==== EXTRACTED INFORMATION ====

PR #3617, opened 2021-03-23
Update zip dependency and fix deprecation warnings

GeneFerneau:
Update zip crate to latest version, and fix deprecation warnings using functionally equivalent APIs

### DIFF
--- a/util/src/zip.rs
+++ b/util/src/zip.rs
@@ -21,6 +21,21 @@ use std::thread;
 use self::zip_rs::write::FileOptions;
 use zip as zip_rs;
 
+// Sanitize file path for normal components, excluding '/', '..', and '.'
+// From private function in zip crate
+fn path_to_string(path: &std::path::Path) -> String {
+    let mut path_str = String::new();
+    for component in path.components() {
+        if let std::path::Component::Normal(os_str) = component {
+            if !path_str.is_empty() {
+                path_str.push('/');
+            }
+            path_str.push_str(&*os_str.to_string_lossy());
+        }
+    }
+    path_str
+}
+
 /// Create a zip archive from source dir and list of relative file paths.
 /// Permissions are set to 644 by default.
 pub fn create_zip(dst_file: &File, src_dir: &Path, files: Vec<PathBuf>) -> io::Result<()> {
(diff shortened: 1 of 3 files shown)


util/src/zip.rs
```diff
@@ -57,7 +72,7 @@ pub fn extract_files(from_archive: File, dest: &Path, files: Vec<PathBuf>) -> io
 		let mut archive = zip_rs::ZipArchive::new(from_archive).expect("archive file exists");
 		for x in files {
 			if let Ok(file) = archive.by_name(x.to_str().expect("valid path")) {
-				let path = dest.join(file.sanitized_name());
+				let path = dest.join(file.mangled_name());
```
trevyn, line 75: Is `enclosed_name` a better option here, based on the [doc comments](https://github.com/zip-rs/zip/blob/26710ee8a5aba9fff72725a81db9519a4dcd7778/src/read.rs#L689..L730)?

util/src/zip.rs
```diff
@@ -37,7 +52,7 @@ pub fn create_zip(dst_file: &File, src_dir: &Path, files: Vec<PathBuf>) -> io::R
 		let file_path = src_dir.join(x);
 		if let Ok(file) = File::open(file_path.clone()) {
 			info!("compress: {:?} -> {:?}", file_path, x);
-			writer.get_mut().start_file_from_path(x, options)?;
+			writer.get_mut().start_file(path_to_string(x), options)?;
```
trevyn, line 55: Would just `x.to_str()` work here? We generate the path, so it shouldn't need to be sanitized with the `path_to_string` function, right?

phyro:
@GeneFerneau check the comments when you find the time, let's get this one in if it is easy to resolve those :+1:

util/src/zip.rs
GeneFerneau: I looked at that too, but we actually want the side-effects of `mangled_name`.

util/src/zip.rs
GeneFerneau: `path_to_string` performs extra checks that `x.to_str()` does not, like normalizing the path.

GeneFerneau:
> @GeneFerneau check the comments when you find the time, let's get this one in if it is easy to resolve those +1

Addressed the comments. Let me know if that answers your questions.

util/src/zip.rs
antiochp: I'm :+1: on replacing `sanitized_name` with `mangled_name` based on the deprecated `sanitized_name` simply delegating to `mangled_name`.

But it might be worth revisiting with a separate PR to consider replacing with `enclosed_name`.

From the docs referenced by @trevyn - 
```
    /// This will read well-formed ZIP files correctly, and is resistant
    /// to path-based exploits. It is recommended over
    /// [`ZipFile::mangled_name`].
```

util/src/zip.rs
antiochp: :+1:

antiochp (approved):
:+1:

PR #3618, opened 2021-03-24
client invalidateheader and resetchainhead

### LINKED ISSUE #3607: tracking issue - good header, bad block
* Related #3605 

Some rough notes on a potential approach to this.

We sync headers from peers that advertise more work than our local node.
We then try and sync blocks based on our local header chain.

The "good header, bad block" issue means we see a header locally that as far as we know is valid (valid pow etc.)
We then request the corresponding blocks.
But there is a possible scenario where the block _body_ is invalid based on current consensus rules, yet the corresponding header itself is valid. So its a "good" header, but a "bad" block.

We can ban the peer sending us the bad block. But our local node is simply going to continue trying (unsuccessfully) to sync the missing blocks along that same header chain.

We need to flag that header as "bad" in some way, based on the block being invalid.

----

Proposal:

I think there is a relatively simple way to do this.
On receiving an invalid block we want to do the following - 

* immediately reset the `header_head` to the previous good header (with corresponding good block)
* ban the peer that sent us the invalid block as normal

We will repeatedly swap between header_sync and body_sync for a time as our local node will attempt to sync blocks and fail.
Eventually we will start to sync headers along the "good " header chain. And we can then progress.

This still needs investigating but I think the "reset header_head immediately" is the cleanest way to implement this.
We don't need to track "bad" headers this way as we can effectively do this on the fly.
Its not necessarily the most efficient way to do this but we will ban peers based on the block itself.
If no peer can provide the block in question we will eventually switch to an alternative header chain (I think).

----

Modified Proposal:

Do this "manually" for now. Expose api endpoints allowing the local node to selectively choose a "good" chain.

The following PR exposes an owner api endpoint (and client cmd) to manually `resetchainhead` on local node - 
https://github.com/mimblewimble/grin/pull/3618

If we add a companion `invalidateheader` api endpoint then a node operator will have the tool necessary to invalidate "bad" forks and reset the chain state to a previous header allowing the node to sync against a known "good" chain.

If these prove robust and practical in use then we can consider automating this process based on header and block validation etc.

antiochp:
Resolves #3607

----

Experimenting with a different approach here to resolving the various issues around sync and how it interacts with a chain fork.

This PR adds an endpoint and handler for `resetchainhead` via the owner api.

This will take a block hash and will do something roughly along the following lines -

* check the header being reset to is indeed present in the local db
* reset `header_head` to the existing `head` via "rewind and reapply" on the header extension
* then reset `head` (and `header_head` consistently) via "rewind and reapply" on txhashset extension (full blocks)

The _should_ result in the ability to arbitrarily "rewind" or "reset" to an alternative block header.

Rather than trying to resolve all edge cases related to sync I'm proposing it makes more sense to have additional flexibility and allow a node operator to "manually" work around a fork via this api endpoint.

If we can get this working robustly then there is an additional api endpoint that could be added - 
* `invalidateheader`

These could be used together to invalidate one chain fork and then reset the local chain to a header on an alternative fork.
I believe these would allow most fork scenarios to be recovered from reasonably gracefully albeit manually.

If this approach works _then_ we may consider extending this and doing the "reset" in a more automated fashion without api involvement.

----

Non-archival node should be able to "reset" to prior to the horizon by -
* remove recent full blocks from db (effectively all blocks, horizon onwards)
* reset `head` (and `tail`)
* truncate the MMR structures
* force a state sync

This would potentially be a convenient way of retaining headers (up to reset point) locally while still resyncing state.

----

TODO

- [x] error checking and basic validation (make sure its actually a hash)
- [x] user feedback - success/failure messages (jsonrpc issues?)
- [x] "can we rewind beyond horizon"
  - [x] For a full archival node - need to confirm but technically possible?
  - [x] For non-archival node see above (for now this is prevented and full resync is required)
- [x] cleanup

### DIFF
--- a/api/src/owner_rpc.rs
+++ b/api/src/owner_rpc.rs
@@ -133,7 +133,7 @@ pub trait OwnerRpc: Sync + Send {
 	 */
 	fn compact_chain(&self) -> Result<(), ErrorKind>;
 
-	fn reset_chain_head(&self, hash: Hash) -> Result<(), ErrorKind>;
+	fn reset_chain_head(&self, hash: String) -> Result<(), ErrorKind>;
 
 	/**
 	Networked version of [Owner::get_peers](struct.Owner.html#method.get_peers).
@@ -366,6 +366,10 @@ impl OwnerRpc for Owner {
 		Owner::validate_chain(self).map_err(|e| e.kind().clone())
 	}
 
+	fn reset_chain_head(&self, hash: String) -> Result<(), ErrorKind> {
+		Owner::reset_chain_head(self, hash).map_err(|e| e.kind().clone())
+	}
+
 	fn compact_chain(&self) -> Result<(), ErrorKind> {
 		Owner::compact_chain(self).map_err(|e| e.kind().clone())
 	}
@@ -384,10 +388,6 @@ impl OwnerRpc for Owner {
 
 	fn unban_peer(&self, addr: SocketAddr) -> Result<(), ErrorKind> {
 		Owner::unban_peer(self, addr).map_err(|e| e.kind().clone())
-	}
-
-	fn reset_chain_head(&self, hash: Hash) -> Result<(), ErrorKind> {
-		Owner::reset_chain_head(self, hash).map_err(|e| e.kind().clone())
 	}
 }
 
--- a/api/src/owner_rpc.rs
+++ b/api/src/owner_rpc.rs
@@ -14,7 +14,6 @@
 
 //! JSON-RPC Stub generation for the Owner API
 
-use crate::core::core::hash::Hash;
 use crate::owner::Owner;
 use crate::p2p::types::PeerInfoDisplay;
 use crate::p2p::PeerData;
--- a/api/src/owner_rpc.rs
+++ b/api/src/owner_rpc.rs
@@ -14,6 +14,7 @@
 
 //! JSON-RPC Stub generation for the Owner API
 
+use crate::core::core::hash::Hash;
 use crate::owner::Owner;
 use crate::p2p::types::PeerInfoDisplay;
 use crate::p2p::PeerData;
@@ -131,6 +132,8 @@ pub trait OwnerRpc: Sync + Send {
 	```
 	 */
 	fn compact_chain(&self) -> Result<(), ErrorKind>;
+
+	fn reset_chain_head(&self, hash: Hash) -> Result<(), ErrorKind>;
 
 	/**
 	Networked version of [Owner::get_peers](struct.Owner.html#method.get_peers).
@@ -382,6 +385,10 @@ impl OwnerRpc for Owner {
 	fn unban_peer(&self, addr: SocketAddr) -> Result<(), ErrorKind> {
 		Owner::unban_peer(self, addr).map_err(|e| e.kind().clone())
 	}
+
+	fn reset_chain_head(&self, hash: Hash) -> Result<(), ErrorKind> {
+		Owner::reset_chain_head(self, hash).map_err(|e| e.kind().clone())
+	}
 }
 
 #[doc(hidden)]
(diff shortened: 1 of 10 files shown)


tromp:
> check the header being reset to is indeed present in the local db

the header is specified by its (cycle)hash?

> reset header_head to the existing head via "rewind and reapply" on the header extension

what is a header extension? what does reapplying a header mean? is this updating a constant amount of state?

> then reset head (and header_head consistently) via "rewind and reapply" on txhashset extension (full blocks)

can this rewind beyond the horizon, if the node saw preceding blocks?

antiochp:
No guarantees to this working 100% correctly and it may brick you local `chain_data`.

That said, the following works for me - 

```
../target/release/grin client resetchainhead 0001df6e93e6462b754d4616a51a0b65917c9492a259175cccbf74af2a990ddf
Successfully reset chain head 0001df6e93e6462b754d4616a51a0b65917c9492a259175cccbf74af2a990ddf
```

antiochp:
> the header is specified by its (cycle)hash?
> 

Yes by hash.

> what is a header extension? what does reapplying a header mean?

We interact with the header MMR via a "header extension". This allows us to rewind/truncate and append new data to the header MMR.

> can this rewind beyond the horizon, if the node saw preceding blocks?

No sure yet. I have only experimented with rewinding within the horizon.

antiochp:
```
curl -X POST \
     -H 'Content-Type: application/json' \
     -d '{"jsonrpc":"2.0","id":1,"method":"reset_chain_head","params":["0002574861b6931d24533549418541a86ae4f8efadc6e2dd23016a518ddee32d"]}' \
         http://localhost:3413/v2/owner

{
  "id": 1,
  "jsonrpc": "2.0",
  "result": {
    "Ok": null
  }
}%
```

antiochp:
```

====
==== EXTRACTED INFORMATION ====

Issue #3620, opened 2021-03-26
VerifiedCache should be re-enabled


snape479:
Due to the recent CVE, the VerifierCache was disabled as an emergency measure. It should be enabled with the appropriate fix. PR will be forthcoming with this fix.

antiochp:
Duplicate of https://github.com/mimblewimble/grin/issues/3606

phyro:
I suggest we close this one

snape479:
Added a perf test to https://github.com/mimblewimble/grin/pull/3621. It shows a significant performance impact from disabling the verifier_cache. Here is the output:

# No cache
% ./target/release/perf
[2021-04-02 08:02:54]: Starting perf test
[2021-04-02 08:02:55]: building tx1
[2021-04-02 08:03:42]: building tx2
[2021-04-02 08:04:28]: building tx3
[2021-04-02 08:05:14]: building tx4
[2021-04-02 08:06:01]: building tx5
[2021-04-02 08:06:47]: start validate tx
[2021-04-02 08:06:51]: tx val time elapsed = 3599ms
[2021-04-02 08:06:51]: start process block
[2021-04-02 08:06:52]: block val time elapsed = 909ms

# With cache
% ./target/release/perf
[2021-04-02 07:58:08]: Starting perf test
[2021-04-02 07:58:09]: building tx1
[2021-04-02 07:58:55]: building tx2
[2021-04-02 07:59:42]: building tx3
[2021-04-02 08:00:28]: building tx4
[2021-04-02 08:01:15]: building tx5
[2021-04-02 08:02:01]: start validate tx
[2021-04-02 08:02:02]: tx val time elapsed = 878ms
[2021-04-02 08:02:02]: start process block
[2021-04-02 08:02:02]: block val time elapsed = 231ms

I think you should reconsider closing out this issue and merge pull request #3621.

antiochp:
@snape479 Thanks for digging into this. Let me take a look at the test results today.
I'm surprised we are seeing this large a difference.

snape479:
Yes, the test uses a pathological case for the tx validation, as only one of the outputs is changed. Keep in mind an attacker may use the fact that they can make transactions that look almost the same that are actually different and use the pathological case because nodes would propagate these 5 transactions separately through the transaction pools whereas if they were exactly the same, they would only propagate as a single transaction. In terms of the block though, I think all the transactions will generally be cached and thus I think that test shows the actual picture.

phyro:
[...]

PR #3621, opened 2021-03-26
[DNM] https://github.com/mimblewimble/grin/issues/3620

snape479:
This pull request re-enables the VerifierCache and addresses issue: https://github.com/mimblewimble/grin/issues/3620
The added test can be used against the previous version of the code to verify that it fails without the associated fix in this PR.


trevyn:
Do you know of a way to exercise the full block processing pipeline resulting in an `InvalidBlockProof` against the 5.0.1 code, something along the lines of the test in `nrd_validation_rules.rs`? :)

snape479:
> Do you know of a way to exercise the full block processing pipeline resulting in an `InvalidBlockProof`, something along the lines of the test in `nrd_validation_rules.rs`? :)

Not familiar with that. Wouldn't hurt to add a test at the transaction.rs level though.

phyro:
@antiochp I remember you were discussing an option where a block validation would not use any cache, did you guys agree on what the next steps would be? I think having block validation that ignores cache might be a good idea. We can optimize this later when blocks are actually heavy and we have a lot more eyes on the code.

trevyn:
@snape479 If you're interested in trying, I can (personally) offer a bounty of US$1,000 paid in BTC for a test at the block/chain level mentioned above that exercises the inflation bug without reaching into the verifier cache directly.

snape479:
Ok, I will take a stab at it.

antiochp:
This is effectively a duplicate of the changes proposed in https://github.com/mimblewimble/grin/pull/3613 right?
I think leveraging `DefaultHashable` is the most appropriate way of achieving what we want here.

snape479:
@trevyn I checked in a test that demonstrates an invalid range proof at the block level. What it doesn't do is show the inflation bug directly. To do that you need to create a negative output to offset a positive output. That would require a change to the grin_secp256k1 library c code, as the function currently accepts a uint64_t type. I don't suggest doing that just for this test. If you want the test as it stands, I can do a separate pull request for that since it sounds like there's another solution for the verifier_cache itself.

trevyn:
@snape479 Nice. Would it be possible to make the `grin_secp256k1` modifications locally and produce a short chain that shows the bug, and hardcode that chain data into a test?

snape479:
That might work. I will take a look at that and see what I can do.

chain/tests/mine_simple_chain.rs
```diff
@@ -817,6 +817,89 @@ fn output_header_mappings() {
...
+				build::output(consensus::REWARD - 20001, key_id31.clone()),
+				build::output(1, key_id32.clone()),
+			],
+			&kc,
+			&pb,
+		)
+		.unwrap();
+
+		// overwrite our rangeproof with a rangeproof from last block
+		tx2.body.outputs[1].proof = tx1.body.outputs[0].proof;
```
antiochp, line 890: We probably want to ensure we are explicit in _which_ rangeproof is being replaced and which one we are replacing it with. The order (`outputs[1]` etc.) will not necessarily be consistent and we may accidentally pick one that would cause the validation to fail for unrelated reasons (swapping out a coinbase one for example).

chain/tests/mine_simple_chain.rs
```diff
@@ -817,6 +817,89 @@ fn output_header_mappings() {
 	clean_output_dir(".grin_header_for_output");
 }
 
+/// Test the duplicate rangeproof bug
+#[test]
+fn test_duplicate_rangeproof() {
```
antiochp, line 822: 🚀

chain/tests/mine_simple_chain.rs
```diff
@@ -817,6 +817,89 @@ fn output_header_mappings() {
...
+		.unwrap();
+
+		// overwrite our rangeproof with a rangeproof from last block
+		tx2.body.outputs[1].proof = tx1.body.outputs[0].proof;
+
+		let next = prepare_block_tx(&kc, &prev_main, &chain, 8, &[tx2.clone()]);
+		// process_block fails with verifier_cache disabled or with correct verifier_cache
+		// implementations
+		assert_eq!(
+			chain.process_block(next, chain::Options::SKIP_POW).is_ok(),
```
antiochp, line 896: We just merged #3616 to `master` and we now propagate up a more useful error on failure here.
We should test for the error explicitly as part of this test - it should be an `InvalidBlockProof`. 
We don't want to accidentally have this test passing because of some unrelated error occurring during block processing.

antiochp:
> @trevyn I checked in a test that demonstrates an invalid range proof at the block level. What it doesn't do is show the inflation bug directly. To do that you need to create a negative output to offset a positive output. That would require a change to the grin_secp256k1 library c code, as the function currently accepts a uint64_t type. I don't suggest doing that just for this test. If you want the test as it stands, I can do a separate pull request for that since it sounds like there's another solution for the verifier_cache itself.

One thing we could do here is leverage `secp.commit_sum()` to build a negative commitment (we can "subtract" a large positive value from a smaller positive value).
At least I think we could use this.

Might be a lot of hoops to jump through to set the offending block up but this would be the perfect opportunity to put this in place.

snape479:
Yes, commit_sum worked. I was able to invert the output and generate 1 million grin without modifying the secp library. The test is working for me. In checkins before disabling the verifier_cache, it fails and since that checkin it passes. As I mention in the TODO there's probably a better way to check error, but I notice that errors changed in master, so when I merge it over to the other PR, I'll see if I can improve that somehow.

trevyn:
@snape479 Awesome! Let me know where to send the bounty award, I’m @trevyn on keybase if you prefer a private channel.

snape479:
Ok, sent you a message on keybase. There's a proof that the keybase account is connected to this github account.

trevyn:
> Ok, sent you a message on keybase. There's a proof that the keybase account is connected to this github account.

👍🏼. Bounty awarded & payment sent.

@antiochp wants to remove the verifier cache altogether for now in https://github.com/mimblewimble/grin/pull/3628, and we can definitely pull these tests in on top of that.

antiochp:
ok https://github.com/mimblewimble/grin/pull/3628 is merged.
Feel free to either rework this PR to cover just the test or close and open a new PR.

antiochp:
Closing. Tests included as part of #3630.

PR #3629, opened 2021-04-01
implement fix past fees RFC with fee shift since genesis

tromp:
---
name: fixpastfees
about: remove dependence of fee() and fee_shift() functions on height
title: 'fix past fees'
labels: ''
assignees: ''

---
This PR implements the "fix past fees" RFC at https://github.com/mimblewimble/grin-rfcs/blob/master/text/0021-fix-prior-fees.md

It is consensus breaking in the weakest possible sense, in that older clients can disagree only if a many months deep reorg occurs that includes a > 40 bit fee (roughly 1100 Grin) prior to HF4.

====

*WHAT IS NEEDED*. Please report every line in the entries above that holds the string "only".

*EXPECTED OUTPUT*.
No sure yet. I have only experimented with rewinding within the horizon.
Yes, the test uses a pathological case for the tx validation, as only one of the outputs is changed. Keep in mind an attacker may use the fact that they can make transactions that look almost the same that are actually different and use the pathological case because nodes would propagate these 5 transactions separately through the transaction pools whereas if they were exactly the same, they would only propagate as a single transaction. In terms of the block though, I think all the transactions will generally be cached and thus I think that test shows the actual picture.
It is consensus breaking in the weakest possible sense, in that older clients can disagree only if a many months deep reorg occurs that includes a > 40 bit fee (roughly 1100 Grin) prior to HF4.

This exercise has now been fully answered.